====== DATA FOR THE TASK
PR #31, opened 2019-07-17
Feature/level selector

Gursaanj:
Created a Level Selector in the Controller Setup Scene (Temporary Menu Scene) where the player can select the map they want to play in. Also added a random level selector to go with it. 

image


Assets/Script/ControllerSelection.cs
```diff
@@ -28,6 +34,27 @@ void Start()
...
+    // have another script with all scene names attached
+    private void SetLevels()
+    {
+        // Current Issue is that Build Settings automatically puts the controller Selection scene on the end of the list of scenes
+        // so its being counted with with SceneCount Function. Temporary fix: -1 
+        m_numberOfLevels = SceneManager.sceneCountInBuildSettings -1;
+        m_listOfScenes = new List<string>();
+
+        for (int i = 0; i < m_numberOfLevels; i++)
+            m_listOfScenes.Add(System.IO.Path.GetFileNameWithoutExtension(SceneUtility.GetScenePathByBuildIndex(i)));
```
m4rtint: anything with IO and system it slow.  Usually you would stay far away from Files unless you must must must need it

Get the scene name?
https://docs.unity3d.com/ScriptReference/SceneManagement.Scene-name.html

Assets/Script/ControllerSelection.cs
```diff
@@ -28,6 +34,27 @@ void Start()
...
+
+        LevelControlSelection.ClearOptions();
+        LevelControlSelection.AddOptions(m_listOfScenes);
+        LevelControlSelection.AddOptions(new List<string> {"Random Level"});
```
m4rtint: Put the string as its own variable.

Assets/Script/ControllerSelection.cs
```diff
@@ -10,16 +10,22 @@ public class ControllerSelection : MonoBehaviour
     [SerializeField] private Text numberOfPlayers;
     [SerializeField] private Text errorMessage;
     [SerializeField] private Dropdown playerControlSelection;
+    [SerializeField] private Dropdown LevelControlSelection;
```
============
**EXERCISE GOAL**: For this exercise, output the entries above exactly as written.

**TASK RESPONSE**:
PR #31, opened 2019-07-17
Feature/level selector

Gursaanj:
Created a Level Selector in the Controller Setup Scene (Temporary Menu Scene) where the player can select the map they want to play in. Also added a random level selector to go with it. 

image


Assets/Script/ControllerSelection.cs
```diff
@@ -28,6 +34,27 @@ void Start()
...
+    // have another script with all scene names attached
+    private void SetLevels()
+    {
+        // Current Issue is that Build Settings automatically puts the controller Selection scene on the end of the list of scenes
+        // so its being counted with with SceneCount Function. Temporary fix: -1 
+        m_numberOfLevels = SceneManager.sceneCountInBuildSettings -1;
+        m_listOfScenes = new List<string>();
+
+        for (int i = 0; i < m_numberOfLevels; i++)
+            m_listOfScenes.Add(System.IO.Path.GetFileNameWithoutExtension(SceneUtility.GetScenePathByBuildIndex(i)));
```
m4rtint: anything with IO and system it slow.  Usually you would stay far away from Files unless you must must must need it

Get the scene name?
https://docs.unity3d.com/ScriptReference/SceneManagement.Scene-name.html

Assets/Script/ControllerSelection.cs
```diff
@@ -28,6 +34,27 @@ void Start()
...
+
+        LevelControlSelection.ClearOptions();
+        LevelControlSelection.AddOptions(m_listOfScenes);
+        LevelControlSelection.AddOptions(new List<string> {"Random Level"});
```
m4rtint: Put the string as its own variable.

Assets/Script/ControllerSelection.cs
```diff
@@ -10,16 +10,22 @@ public class ControllerSelection : MonoBehaviour
     [SerializeField] private Text numberOfPlayers;
     [SerializeField] private Text errorMessage;
     [SerializeField] private Dropdown playerControlSelection;
+    [SerializeField] private Dropdown LevelControlSelection;
```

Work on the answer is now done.